Before you cook your meat, you often will marinate it in some type of mixture to bring out more flavors and tenderize the meat. Most marinades include oil, citruses, wine, seasonings, or sauces like barbeque or hot sauce. Miso paste is an ideal marinade if you want a salty, savory flavor to your meat. To season your meat with miso paste, follow this simple recipe. In a bowl, whisk brown sugar, vinegar, soy sauce, toasted sesame oil, Sriracha, miso paste, and cooking oil.

Take the meat of your choice to soak in the marinade for a minimum of 20 minutes but you can marinate for up to one day. Preheat your pan and use a teaspoon of cooking oil. Alternatively, you can grill your meat for an added smokey flavor. Take the chicken out of the marinade and season with salt and pepper. Cook the meat through and serve with rice or a side of your choice.

3. Add to Stir-fry

Stir-fry generally consists of popular Asian ingredients like soy sauce, ginger, rice vinegar, sesame oil, and fish oil. However, you seldom hear of adding miso paste. A simple stir-fry with chicken and vegetables can become a masterpiece with the added paste.

A simple recipe to follow involves sauteing your vegetables until tender in a wok or large pan. Move your vegetables to the side and add cooking oil and your meat of choice. Cook until it browns and toss everything together. Add the miso paste to the meat and veggies and cook for about 5 minutes. Serve over rice, noodles, or as it is!

4. Enhance Panko Crust

Panko breadcrumbs give you a great crunch to whatever protein or vegetables you’re cooking. Panko doesn’t have any flavor on its own if you buy the plain kind. Instead of using salt, pepper, or Italian seasonings to your panko, try miso paste. For a spicy but sweet breading, mix ginger, maple syrup, butter, and miso paste into a bowl. Then, stir it into your panko and coat the chicken. Bake the chicken in the oven at 400 degrees until cooked.

5. Add to Soup Broths for Umami Flavoring – Especially Ramen

Miso paste is arguably one of the most important ingredients in many traditional ramen recipes. However, you don’t only have to add it to ramen. For example, Miso Lime Veggie Ramen is an easy recipe to make. You sauté your vegetables like cauliflower, carrots, and broccoli in a Dutch oven before you add aromatics and miso paste. Once it’s fragrant, pour the stock and bring it to a simmer. When everything is tender and cooked, take it off the heat and add lime juice and soy sauce.

You can use it for soups and stews too! Umami flavor generally comes from meat when it releases juices into the broth.
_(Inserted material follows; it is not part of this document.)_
PR #15047, opened 2020-07-23
Expose optional permissions in the Addon API

### LINKED ISSUE #15036: Expose optional permissions in the Addon API
This supports the quarterly goal "Display Optional Permissions" ([PRD](https://docs.google.com/document/d/1px08vsGEbI3dggO8xj-6CVAJsh1MAk9IFROBfv3mT6Y/edit?usp=sharing)). In order to display optional permissions on AMO, we'll need them to be returned in the API response.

If you’re a vegetarian or just don’t want to use meat, miso paste can come in handy. Minestrone benefits from the added miso paste.

Sauté your carrots, onions, and turnips in a Dutch oven until tender. Add garlic, miso, oregano, thyme, and the whites from green onion and sauté until fragrant. Add your stock, bay leaves, and tomatoes to a pan and simmer. Remove the lid and stir in cooked barley and beans. When mixed and warmed thoroughly, add lemon juice and salt and pepper. Don’t forget to remove your bay leaves!

Final Thoughts

Miso paste isn’t only a soup or Asian food ingredient. Many recipes can benefit from the added flavor and health benefits of miso. Vegans and vegetarians that need an umami flavor but can’t use meat will benefit from having miso paste in their refrigerator. Those that just want to experiment with new flavors and ingredients can start with miso. The dishes we covered are only a fraction of all the uses miso paste has to offer. Head to the store and get to experimenting!